(Beginning of Information)
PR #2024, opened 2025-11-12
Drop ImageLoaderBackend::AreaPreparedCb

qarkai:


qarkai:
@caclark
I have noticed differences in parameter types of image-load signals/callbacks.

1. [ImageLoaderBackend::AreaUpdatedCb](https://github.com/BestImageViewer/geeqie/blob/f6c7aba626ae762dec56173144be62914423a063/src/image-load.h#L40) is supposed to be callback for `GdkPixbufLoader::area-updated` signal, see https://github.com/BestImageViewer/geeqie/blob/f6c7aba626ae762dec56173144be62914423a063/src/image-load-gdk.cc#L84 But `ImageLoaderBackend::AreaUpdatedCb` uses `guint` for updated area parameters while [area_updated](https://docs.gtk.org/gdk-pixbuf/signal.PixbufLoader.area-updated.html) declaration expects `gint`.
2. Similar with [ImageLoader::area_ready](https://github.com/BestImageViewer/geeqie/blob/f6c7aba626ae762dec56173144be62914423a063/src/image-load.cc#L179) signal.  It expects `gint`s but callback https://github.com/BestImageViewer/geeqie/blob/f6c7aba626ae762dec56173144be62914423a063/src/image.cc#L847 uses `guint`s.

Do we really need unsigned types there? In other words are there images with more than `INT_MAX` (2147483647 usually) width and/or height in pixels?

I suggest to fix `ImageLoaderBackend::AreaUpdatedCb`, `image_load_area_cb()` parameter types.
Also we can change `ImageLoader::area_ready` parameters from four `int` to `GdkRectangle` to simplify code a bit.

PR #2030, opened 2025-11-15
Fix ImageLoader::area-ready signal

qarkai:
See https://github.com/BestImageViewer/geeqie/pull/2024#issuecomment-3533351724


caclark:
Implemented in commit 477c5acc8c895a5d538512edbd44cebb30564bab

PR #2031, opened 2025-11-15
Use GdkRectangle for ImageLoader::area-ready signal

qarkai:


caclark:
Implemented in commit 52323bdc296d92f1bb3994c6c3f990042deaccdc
(End of Information)
(Beginning of Information)
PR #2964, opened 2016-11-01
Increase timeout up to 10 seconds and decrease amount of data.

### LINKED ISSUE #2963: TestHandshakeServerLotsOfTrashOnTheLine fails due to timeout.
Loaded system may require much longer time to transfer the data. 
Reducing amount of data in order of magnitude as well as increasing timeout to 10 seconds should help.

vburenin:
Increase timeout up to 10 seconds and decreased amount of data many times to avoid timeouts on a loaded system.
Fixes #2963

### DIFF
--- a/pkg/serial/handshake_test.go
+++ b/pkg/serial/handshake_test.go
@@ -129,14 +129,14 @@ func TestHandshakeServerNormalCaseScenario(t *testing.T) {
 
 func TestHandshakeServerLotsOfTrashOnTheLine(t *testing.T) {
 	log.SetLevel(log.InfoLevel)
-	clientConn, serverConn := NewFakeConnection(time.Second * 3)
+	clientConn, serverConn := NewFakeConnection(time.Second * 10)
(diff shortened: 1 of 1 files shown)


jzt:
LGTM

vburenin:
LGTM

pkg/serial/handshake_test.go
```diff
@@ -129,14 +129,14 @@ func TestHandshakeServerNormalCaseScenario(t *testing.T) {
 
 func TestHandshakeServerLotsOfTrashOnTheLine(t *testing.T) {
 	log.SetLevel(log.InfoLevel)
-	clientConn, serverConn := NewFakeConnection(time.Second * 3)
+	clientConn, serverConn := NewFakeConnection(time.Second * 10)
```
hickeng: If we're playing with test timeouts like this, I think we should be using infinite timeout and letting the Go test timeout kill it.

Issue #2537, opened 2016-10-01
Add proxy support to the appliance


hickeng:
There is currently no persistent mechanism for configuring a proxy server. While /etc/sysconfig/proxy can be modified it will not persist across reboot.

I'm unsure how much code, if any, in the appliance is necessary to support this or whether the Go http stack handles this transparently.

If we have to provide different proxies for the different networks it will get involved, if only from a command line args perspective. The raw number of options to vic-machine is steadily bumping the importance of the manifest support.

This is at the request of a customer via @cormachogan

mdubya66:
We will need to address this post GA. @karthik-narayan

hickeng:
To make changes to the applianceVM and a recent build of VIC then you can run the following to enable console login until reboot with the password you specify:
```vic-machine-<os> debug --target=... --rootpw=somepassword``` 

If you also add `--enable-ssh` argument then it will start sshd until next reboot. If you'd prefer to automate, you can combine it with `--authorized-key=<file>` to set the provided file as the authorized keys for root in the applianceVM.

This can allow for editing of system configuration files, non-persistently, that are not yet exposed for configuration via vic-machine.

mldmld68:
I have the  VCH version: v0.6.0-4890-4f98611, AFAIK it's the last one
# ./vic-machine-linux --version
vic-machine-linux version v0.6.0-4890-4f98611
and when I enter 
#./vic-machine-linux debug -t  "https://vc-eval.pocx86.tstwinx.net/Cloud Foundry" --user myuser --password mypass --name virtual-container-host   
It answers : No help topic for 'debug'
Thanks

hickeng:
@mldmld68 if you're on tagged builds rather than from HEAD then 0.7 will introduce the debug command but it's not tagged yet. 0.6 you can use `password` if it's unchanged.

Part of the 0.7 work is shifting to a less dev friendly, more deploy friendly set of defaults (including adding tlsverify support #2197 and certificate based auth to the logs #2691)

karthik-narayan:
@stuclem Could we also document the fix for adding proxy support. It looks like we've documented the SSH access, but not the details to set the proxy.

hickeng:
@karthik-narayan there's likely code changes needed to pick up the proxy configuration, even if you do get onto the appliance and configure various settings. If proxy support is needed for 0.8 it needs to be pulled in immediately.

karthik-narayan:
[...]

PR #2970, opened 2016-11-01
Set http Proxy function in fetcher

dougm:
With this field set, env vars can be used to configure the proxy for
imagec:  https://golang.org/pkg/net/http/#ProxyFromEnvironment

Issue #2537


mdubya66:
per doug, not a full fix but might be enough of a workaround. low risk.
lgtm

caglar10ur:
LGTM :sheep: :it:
(End of Information)
(Beginning of Information)
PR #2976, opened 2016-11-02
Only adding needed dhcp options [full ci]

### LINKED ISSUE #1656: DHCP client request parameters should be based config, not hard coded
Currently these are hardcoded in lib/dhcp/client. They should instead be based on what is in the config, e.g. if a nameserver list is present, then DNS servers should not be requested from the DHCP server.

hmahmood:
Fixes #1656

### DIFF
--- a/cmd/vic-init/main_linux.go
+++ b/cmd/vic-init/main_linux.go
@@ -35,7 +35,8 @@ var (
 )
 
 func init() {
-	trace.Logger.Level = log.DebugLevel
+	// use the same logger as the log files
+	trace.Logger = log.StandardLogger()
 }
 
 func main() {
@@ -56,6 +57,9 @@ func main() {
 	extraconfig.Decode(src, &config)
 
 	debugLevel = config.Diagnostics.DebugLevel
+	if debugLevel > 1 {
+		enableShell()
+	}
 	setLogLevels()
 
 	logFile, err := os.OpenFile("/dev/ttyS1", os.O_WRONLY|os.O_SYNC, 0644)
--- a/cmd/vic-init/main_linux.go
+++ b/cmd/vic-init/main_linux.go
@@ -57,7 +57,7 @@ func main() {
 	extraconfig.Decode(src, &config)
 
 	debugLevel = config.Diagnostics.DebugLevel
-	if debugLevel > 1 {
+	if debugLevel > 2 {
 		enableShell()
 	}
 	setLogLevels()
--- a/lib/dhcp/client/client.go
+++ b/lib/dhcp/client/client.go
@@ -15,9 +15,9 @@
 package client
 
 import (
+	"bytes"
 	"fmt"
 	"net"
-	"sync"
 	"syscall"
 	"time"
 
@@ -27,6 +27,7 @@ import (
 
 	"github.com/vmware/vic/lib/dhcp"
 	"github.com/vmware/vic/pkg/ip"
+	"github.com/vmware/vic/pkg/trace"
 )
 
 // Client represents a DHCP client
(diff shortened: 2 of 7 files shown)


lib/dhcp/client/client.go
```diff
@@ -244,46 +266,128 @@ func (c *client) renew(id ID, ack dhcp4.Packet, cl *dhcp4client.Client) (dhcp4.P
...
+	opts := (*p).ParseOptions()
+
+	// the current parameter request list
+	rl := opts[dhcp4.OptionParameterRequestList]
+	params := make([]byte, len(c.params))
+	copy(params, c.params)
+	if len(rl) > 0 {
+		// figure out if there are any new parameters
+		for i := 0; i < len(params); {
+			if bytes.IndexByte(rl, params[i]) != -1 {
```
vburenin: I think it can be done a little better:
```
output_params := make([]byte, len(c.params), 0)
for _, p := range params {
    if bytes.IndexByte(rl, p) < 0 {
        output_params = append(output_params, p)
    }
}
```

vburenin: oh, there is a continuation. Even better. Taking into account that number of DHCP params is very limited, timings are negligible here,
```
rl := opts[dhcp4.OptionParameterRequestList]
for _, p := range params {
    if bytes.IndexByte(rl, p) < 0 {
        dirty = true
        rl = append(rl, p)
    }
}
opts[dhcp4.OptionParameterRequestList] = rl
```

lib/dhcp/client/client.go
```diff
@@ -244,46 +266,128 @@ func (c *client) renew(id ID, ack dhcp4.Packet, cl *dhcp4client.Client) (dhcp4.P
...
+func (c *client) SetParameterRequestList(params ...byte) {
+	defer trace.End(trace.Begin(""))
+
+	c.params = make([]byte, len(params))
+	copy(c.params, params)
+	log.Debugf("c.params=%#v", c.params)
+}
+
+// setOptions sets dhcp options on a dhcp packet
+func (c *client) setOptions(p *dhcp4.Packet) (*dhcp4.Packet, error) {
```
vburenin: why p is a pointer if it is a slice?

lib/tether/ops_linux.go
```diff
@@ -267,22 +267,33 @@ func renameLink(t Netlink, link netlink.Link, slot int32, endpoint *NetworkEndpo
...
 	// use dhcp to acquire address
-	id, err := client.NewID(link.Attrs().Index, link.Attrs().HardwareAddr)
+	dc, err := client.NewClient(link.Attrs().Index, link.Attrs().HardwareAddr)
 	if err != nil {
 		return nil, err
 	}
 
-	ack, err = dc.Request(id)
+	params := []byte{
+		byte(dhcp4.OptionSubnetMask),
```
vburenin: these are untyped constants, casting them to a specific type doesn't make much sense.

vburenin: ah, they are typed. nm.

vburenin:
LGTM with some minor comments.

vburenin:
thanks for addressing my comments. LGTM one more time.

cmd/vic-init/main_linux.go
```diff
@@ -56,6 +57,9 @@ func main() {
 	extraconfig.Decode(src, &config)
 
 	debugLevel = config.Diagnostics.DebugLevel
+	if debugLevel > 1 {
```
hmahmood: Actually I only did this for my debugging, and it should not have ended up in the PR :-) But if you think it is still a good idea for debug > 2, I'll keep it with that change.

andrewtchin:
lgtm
(End of Information)
Prompt -> Copy the records above exactly, beginning at the line that contains "PR #2024, opened 2025-11-12" and stopping after the line that contains "2. Similar with".

Your solution ->
PR #2024, opened 2025-11-12
Drop ImageLoaderBackend::AreaPreparedCb

qarkai:


qarkai:
@caclark
I have noticed differences in parameter types of image-load signals/callbacks.

1. [ImageLoaderBackend::AreaUpdatedCb](https://github.com/BestImageViewer/geeqie/blob/f6c7aba626ae762dec56173144be62914423a063/src/image-load.h#L40) is supposed to be callback for `GdkPixbufLoader::area-updated` signal, see https://github.com/BestImageViewer/geeqie/blob/f6c7aba626ae762dec56173144be62914423a063/src/image-load-gdk.cc#L84 But `ImageLoaderBackend::AreaUpdatedCb` uses `guint` for updated area parameters while [area_updated](https://docs.gtk.org/gdk-pixbuf/signal.PixbufLoader.area-updated.html) declaration expects `gint`.
2. Similar with [ImageLoader::area_ready](https://github.com/BestImageViewer/geeqie/blob/f6c7aba626ae762dec56173144be62914423a063/src/image-load.cc#L179) signal.  It expects `gint`s but callback https://github.com/BestImageViewer/geeqie/blob/f6c7aba626ae762dec56173144be62914423a063/src/image.cc#L847 uses `guint`s.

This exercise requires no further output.